Records shown:
PR #1, opened 2015-03-23
Add udp support to nfs service definition

zatricky:
- Added udp port
- Adjusted description appropriately.

### DIFF
--- a/config/services/nfs.xml
+++ b/config/services/nfs.xml
@@ -1,6 +1,7 @@
 <?xml version="1.0" encoding="utf-8"?>
 <service>
   <short>NFS4</short>
-  <description>The NFS4 protocol is used to share files via TCP networking. You will need to have the NFS tools installed and properly configure your NFS server for this option to be useful.</description>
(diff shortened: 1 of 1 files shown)


zatricky:
NFS4 uses tcp by default as a client - but it does listen on both udp and tcp as a server (by default).
Server-side, the same applies to NFS3. It doesn't make sense to separate the service definitions when both service versions are in fact listening on both.

I've also noted that related services (mountd, rpc-bind) have both tcp and udp defined in their definitions.

Perhaps instead the service definition needs to change to reflect that it is not specific to NFSv4?

The most sensible courses to resolve the issue would be one of the following:
a) Genericise the current nfs definition (perhaps change short from "NFS4" to "NFS" or "NFS3/4"
b) Specificate the nfs definition into "NFS3/4 for NFSv3 clients" and "NFS3/4 for NFSv4 clients" (I'm not sure if the same should then happen with mountd and rpc-bind).

As the more KISS approach, a) makes more sense to me. But perhaps there are good reasons to consider b) ?

t-woerner:
Closing due to last comment from zatricky.

PR #4, opened 2015-04-04
Add two missing ICMP types

dawud:
The following ICMP types are not included by default in the available
configuration:

Type 13 - Timestamp Request [1]
Type 14 - Timestamp Request [1]

This is useful to address [2].

[1] http://tools.ietf.org/html/rfc792
[2] https://web.nvd.nist.gov/view/vuln/detail?vulnId=CVE-1999-0524


t-woerner:
Thanks

PR #18, opened 2015-05-13
Travis CI configuration file

jpopelka:
This commit adds .travis.yml - Travis CI configuration file.

There's a problem, that Travis runs Ubuntu-12.04 with autoconf-2.68, while we need autoconf-2.69, so it doesn't work so far. But I'm adding it, so it doesn't get lost.

I tried
http://askubuntu.com/questions/420991/install-autoconf-2-69-on-ubuntu-12-04
to work-around the problem but with no luck.

You can see (unsuccessful) runs here:
https://travis-ci.org/jpopelka/firewalld

### DIFF
--- a/.travis.yml
+++ b/.travis.yml
@@ -1,0 +1,15 @@
+language: python
+python:
+  - "2.7"
+  - "3.4"
+before_install:
+#  - "sudo add-apt-repository ppa:costamagnagianfranco/autoconf -y"
+  - "sudo apt-get update -qq"
+# dependencies
+install:
+  - "sudo apt-get install -y intltool desktop-file-utils xsltproc"
+#  - "sudo apt-get install -y python-dbus python3-dbus python-decorator python-gobject python3-gi"
+# command to run tests
+script: ./autogen.sh && make && make check && make distcheck
+notifications:
+  email: false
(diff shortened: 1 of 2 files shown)


t-woerner:
There is a ``AC_PREREQ([2.69])`` in configure.ac. There has been a reason to go to 2.69, but I do not remember what it was. I think something with docs. From a quick look at the changelog of 2.69 I think that autoconf-2.68 should be working, but this needs to be verified.

About .travis.yml: I only see the missing installation of the python3-decorator package.

jpopelka:
Thanks. Yes, it (autogen.sh) seems to work OK with autoconf-2.68.
Another problem I've hit now is failing xsltproc probably due to not having access to outside world:

xsltproc -o ../man/man1/firewall-applet.1 --nonet --xinclude  transform-man.xsl firewall-applet.xml
I/O error : Attempt to load network entity http://docbook.sourceforge.net/release/xsl/current/manpages/docbook.xsl
compilation error: file transform-man.xsl line 7 element import

https://travis-ci.org/jpopelka/firewalld/jobs/63130534

kiorky:
more an apparmor thing or such, AFAIK net is not blocked from outside to inside on travis (i use it a lot)

jpopelka:
Pulling this in doesn't make much sense until we make it work. Otherwise Travis would claim that the tests failed after each push. So I'm closing this PR for now and I'll open another one if I'm able to make it work later.

PR #22, opened 2015-05-21
add ceph services

ktdreyer:
Ceph's OSD and MDS daemons listen on TCP ports 6800 through 7300 by default.

Ceph's MON daemon listens on port 6789 by default.

This PR adds the "ceph" and "ceph-mon" service definitions for Ceph.

### DIFF
--- a/config/Makefile.am
+++ b/config/Makefile.am
@@ -75,6 +75,8 @@ EXTRA_DIST = \
 	services/amanda-k5-client.xml \
 	services/bacula-client.xml \
 	services/bacula.xml \
+	services/ceph.xml \
+	services/ceph-mon.xml \
 	services/dhcpv6-client.xml \
 	services/dhcpv6.xml \
 	services/dhcp.xml \
--- a/config/services/ceph-mon.xml
+++ b/config/services/ceph-mon.xml
@@ -1,0 +1,7 @@
+<?xml version="1.0" encoding="utf-8"?>
+<service>
+  <short>ceph-mon</short>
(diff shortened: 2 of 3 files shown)


t-woerner:
The port range 6800 to 7300 is huge, is there a way to split it up for example for use cases?

ktdreyer:
Ceph can run a large number of Object Storage Daemons (the recommendation is to run one per block device). These OSDs can listen on up to three ports each.

Older Ceph docs recommended that a user calculate the number of daemons that are running, and open a number of ports that corresponded to the number of daemons (three for each OSD, one for each MDS).

Unfortunately this doesn't cover all use cases. Users can easily restart daemons in ways that cause the daemons to bind to higher ports. This leads to OSDs or MDSs binding to ports that are firewalled. See [rhbz 1219818](https://bugzilla.redhat.com/1219818) and [rhbz 1219493](https://bugzilla.redhat.com/1219493) for examples.

It is not easy to split these rules up further (based on use-case or something else) because Ceph's OSD and MDS port selection behavior is non-deterministic. Ceph really does expect to be able to bind to any of those ports.

As @linuxkidd mentioned on IRC today, these port openings are only required on the Ceph storage nodes, and not on ceph clients. The Ceph service nodes are typically isolated on their own Storage (public) and Internal (cluster) and Management networks, so the port openings are not usually seen as a huge problem. In an event of compromise to the Ceph services nodes, the user typically has bigger problems already, so, worrying about a few hundred ports being open is generally low on the list.

ktdreyer:
I've rebased this PR onto the tip of master and added the newly-registered IANA-recognized port for ceph-mon (tcp 3300).

ktdreyer:
Thank you!

PR #27, opened 2015-06-24
Fix typos in firewall-cmd helptext

netzvieh:
Fixes two small typos in the firewall-cmd and firewall-offline-cmd help
text.


t-woerner:
Thanks for the patch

What needs to be done:
From the records above, copy only the lines starting with the line that holds "a) Genericise the" and going on through the line that holds "b) Specificate the", exactly as written.

Result of the exercise:
a) Genericise the current nfs definition (perhaps change short from "NFS4" to "NFS" or "NFS3/4"
b) Specificate the nfs definition into "NFS3/4 for NFSv3 clients" and "NFS3/4 for NFSv4 clients" (I'm not sure if the same should then happen with mountd and rpc-bind).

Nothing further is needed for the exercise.